We tried explicitly setting the AWS_DEFAULT_REGION but that made no difference.

swetashre commented 3 years ago

It looks like we have to do the refresh in the background. The credentials have to be renewed at some point, so we'd have to do it before the current ones are invalidated but without blocking. I'm not sure if we have an easy way to do that right now. we'd need to do something to allow refreshing in a separate thread. This is related to the issue https://github.com/boto/boto3/issues/2345.

sidewinder12s commented 3 years ago

@swetashre You could try using the regional STS endpoint.

itssimon commented 3 years ago

Using a regional STS endpoint reduces the delay a bit (about 1 second less from ap-southeast-2), so that would be a good start. However, it doesn't solve the problem entirely.
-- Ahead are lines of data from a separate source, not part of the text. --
PR #1030, opened 2016-10-12
Merge PR #1025 (Max's tx/rx->input/output)

kbara:


lukego:
Hm. The code looks very innocent but in the Hydra job this really [looks like](https://hydra.snabb.co/build/636545/download/2/report.html#l2fwd) it introduces a performance regression for the l2fwd benchmark. @eugeneia any ideas?

src/program/snabbmark/snabbmark.lua
```diff
@@ -45,18 +45,18 @@ function basic1 (npackets)
...
-   config.link(c, "Tee.tx1 -> Sink.rx1")
-   config.link(c, "Tee.tx2 -> Sink.rx2")
+   config.link(c, "Source.output -> Tee.input")
+   config.link(c, "Tee.output1 -> Sink.input1")
+   config.link(c, "Tee.output2 -> Sink.input2")
    engine.configure(c)
    local start = C.get_monotonic_time()
    timer.activate(timer.new("null", function () end, 1e6, 'repeating'))
-   while link.stats(engine.app_table.Source.output.tx).txpackets < npackets do
+   while link.stats(engine.app_table.Source.output.output).output_packets < npackets do
```
eugeneia: So here is a potential mistake in translation that could affect benchmark results (although not of the l2fwd benchmark). I changed “packets transmitted onto the link” to ”packets read off the link” because I felt it was correct in this instance, and further instances below. E.g. I think its “cheating” to stop when the Source has emitted N packets, as opposed to when these N packets have actually been processed.

Opinions?

eugeneia:
I am not sure how to read the results. I started a [new run](https://hydra.snabb.co/jobset/max/link-name-regression#tabs-evaluations) for 51c135f51c19dad9295b3e100048ab53e8be8144 and get this:

box

dens

```
> summary(aov(score ~ snabb, read.csv("~/tmp/bench.csv")))
               Df Sum Sq Mean Sq F value   Pr(>F)    
snabb           1     33   33.07   44.96 2.08e-11 ***
Residuals   13998  10296    0.74                     
---
Signif. codes:  0 ‘***’ 0.001 ‘**’ 0.01 ‘*’ 0.05 ‘.’ 0.1 ‘ ’ 1
2800 observations deleted due to missingness
```

```
> model.tables(aov(score ~ snabb, read.csv("~/tmp/bench.csv")), type="means")
Tables of means
Grand mean
         
6.501847 

 snabb 
snabb
link-name-regression               master 
               6.550                6.453 
```

eugeneia:
Looks like the issue is not with absolute performance but the distribution of results. So where does the variance come from? :O

src/core/link.h
```diff
@@ -9,7 +9,10 @@ struct link {
   //   http://en.wikipedia.org/wiki/Circular_buffer
   struct packet *packets[LINK_RING_SIZE];
   struct {
-    struct counter *dtime, *txbytes, *rxbytes, *txpackets, *rxpackets, *txdrop;
+    struct counter *dtime,
+                   *input_bytes, *output_bytes,
+                   *input_packets, *output_packets,
+                   *input_drop;
```
lukego: Is the naming of `input` vs `output` clear to everybody else?

Previously we had `link.transmit()` incrementing the `txpackets` which seems like a direct match. Now we have `link..transmit()` incrementing the `input_packets` which seems more ambiguous to me. (Does the sender input packets _onto_ a link, or does the receiver input packets _from_ a link?)

If this is just me then it doesn't matter but otherwise we could consider e.g. `enqueue` and `dequeue` as perhaps being harder to misinterpret.

lukego: (Or even `added_bytes` and `removed_bytes` or something.)

lukego:
Good testing. Yes, it does look like there is a voodoo problem here. I have no idea what it could be. Least crazy guess is that the new names might be creating a hash collision in a Lua table somewhere. (That _could_ indirectly cause JIT behavior changes because hashtable lookups are specialized on the size of the hashtable and any change will require a side-trace. If this is the case then the solution may actually be to get #1037 working so that we don't have to worry about such crazy stuff. But maybe there is a more innocent explanation.)

The best idea that I have for debugging, which is not a great one, would be to split the change up into multiple smaller commits (e.g. four parts) and have Hydra test them all in parallel. Then when you see which commit first introduces the problem you can split that one up and test the parts. (In the spirit of `git bisect`.)

lukego:
@domenkozar Just checking: Could there also be any change on the lab servers in between the test runs that Max has made? Just thinking that e.g. if we have upgraded NixOS then we might see a difference if one branch was tested before and one after.

lukego:
(These results are sufficiently suspicious that it could be worth forcing them to rerun from scratch somehow.)

domenkozar:
@lukego the only reason I can think of is monitoring https://github.com/snabblab/snabblab-nixos/issues/89

I'd test the hypothesis by commiting a dummy change to the branch causing problems. I'd turn off monitoring before that. Sounds good?

lukego:
I think we should start with the more general question: Has anything changed in the lab that influences test results? Then if that is affirmative we could look for the more specific cause e.g. munin monitoring.

Simple way do that could be for @eugeneia to add two more branches, each with a trivial change added to the branches tested before, and then we see whether the test results are the same as we see now (i.e. determined by snabb code) or whether they are different (e.g. determined by date on which teh tests were executed).

domenkozar:
Yeah let's go with that. I'll deploy meanwhile a monitoring script that uses `lock` just be sure it doesn't clobber benchmarks.

eugeneia:
Pollution of test results was also my first suspect. Here is the evaluation the with the dummies added: https://hydra.snabb.co/eval/4011

Let’s see what that gives.

lukego:
NB: If the test results come back clean I will merge this branch. The idea about renaming link counters could be taken in a separate PR targeting `next` if we decide we care about that. (I need to check out the new Github "reviews" feature, it could be neat if that provided a way to distinguish between comments in passing vs specific requests. Anybody done much with it?)

lukego:
@eugeneia Could you drop the priority ("scheduling shares") from 1000 down to e.g. 50? This jobset is really big (~15K tests) and seems to be blocking various much smaller jobs.

@domenkozar One day I need to ask you more about the Hydra "declarative jobsets." Seems like our jobset definitions would be much easier to maintain as Nix code in a Git repo where we could use common parameters and library functions to keep them in harmony. Just now I am sure we have a haphazard mix of priorities, nixpkgs verisons, snabb branch selections, etc in our jobsets. (Hopefully we can still use the webui for ad-hoc jobs too... I would be curious to know more about the feature.)

domenkozar:
@lukego it's quite easy, see https://hydra.mayflower.de/project/hydra-pr-jobs

It creates `.jobset` jobset, which fetches a git repository containing jobsets, for example https://github.com/mayflower/hydra-prs

Then if new configuration appears, a new jobset is created or modified.

lukego:
@domenkozar Oh that looks really wonderful. Great that it plays nicely with the imperatively managed jobsets and that each project can have a separate jobset repo.

lukego:
(Oh and I am able to use the Hydra command "Bump to front of queue" to fast-track the small jobs now as a once-off. Cool.)

domenkozar:
Yes :) The main issue is getting Hydra built with declarative jobsets support, since Nix and Hydra master are currently in need of fixing :) But Mayflower have a branch from which they run their hydra, worth taking a look.

eugeneia:
The regression is in fact real: https://hydra.snabb.co/build/689209/download/2/report.html

kbara:
Looks like it is. Interesting.

By the way, what's 'id', and why is 'score' on y axis when it's usually on the x axis in the other graphs?

eugeneia:
`id` is the identifier for a given test run. This jobset tested two benchmarks (basic l2fwd with 64 and 265 byte packets), on four different versions, with 100 iterations. Each benchmark/version combination is run 100 times, hence the id. I don’t think the id axis in meaningful for the box plot. As to the choice of axis, I don’t know.

lukego:
@eugeneia Interesting! I would be curious to know if you can see the issue on the `basic1` benchmark or only the more complex ones?

eugeneia:
Here is a report with the basic benchmark included:https://hydra.snabb.co/build/737970/download/2/report.html

lukego:
Interesting :). Challenging not only to account for the difference but even to describe it.

How about splitting up this change (e.g. rebase on a temp branch) into many smaller commits, for example to update app separately, and then have Hydra compare them all in parallel? This could be a divide-and-conquer strategy to isolate the issue(s).

What do you think about scaling back the Hydra job a bit too? Just now it's running 7000 tests per branch with high scheduler priority (1000). I think you'd probably be fine with 1/10th the tests at 1/10th the priority.

eugeneia:
I split up the changes into smaller chunks like so, note that every commit follows the previous one, e.g. they are linear.

```
commit 07d8d2bfafc63c72391b69af71477058b394667d
Author: Max Rottenkolber <max@mr.gy>
Date:   Mon Oct 24 19:04:45 2016 +0200

    lwaftr

commit 3cde879cc82bd4f1832b803dcff7bb54043dc736
Author: Max Rottenkolber <max@mr.gy>
Date:   Mon Oct 24 19:04:37 2016 +0200

    lisper

commit a41c9278c514781570cd6d23db552afd941843e5
Author: Max Rottenkolber <max@mr.gy>
Date:   Mon Oct 24 19:04:26 2016 +0200

    standardize stats counters.

commit 4af450e9566ea93b0192a9cca1f15f88ef107be5
Author: Max Rottenkolber <max@mr.gy>
Date:   Mon Oct 24 19:03:01 2016 +0200

    standardize device ports.

commit 73f4effd31a3b69460bc6f452164829dcc61fd92
Author: Max Rottenkolber <max@mr.gy>
Date:   Mon Oct 24 20:44:29 2016 +0200

    standard link counter names
```

Here are the results (slightly hard to read because they are so crowded): https://hydra.snabb.co/build/767819/download/2/report.html

eugeneia:
It indeed looks to me as if there is some hash collision thing going on, or at least, I find it peculiar that `link-counter-names` seems to be the only branch not affecting performance (its a metatype). Maybe this tells us something about regular LuaJIT tables that we have so far ignored, and points us towards metatypes?

Then there is the `stats-counter-names` sweet-spot which seems to improve things over master. This commit mostly entails longer/different keys for statistics counters.

`port-names` drops the ball, OK, maybe the port keys are now *too* regular and collide somewhere. We had a mix of rx/tx input/output, now its lots of input/output.

`lisper` and `lwaftr` only change the respective programs, I am inclined to rule them out as factors. Here is a report without them:

https://hydra.snabb.co/build/764551/download/2/report.html

eugeneia:
The issue with ruling out `lisper` and `lwaftr` is that linearly speaking, without them this branch is indicated as a significant net plus in l2fwd. The big dip in `port-names` is gone after amending `stats-counter-names`, and reintroduced by the seemingly unrelated changes.

lukego:
First thought is that there seems to be an easy to reproduce test case here. The `basic1` benchmark usually scores 30 for one branch and 32 for another. This test probably only takes some tens of seconds to run on a local machine.

lukego:
So the commit that changes behavior is eugeneia/snabb@4af450e? I have taken a quick look at profiling this but I don't immediately see the difference (not so surprising because it is relatively small). The best path forward that I see is recursive divide-and-conquer i.e. keep on finding the smallest change that causes a behavior change and splitting that up until we only have a few lines left.

lukego:
Digression: Just imagine how cool it would be if our built-in profiling support was so good that we could solve mysterious performance problems like this one offline and after the fact :). Then instead of running new tests all the time we could zoom in closer on the results that we already have.

Here is a babystep in that direction: I ran `snabbmark basic1` with timeline logging support and then converted the timeline to CSV. This way we can use R to analyze the performance of many different engine breaths all sampled from the same process.

First simple example is a density plot showing how long (cycles) the push and pull calls to each app instance take. This is for `basic1` that generates packets with a `Source`, duplicates them with a `Tee`, then discards them with a `Sink`.

appdensity

Just a proof of concept, please take with a grain of salt. Could potentially use this to make comparisons between branches and find very specific things e.g. if one particular app slows down or becomes less consistent.

kbara:
What's the plan with the rx-related changes? I'd like to be able to feed other things to next via kbara-next. :-)

kbara:
Closing, as per discussion with @eugeneia

lukego:
(Just observing that Github seems to have successfully kept the above discussion intact even though we reset the branch to remove these commits. Good to know.)

wingo:
I wonder if this naming change regressed because previously the ordering of the app_array and link_array could depend on how things hashed, and thus the expected number of visits through that array could vary depending on how names changed.  Maybe after #1066 the name change is not a regression!

eugeneia:
Thanks for that insight/theory, I will retest this together with #1066 to check.

eugeneia:
Great news! @wingo’s theory seems to manifest: https://hydra.snabb.co/build/858603/download/2/report.html#density-plot

lukego:
Just fantastic :).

jalaziz commented 2 years ago

We're seeing ~1s latencies as well. We're using the aws_encryption_sdk, but traces reveal the primary issue is calling sts.assumerolewithwebidentity from boto3.

sk- commented 1 year ago

Would it be possible to add an easier way of setting the default token duration so that one can mitigate the problem. By default the token lasts 1 hour, and is refreshed some minutes earlier. One can set a longer duration, up to 12 hours, however, the only way I found to set that value is by monkey-patching the Session as follows (note that in our case we do not have a config file, so it's not possible to set this value there):

import botocore

OldSession = botocore.session.Session

class NewSession(OldSession):
  @property
  def full_config(self):
    config = super().full_config
    config["profiles"]["default"]["duration_seconds"] = "43200"
    return config

botocore.session.Session = NewSession

It'd be great if any of the following were true:

Pacos commented 7 months ago

This issue is affecting us as well, big time. We use the boto inside our API calls, and despite calling STS in the same region, it's still up to ~600ms for each auth call. But we have a failsafe over our API calls to hard stop every call that takes more than ~150ms, for resiliency purposes. Which means each time a token has to be refreshed, it bricks our API because the auth can never finish. Since we don't want to compromise on resiliency and response times, we had to go deep in botocore, and hack a solution, creating a custom refreshable session where we instantiate our own sts client, to refresh the token in the background before boto tries to do it on its own. It works, but it's dirty, and probably not future-proof. A good solution would be the ability to refresh the token manually through the public SDK (not hacking private methods like we did), as well as controlling the token refresh time, as it has been already suggested here.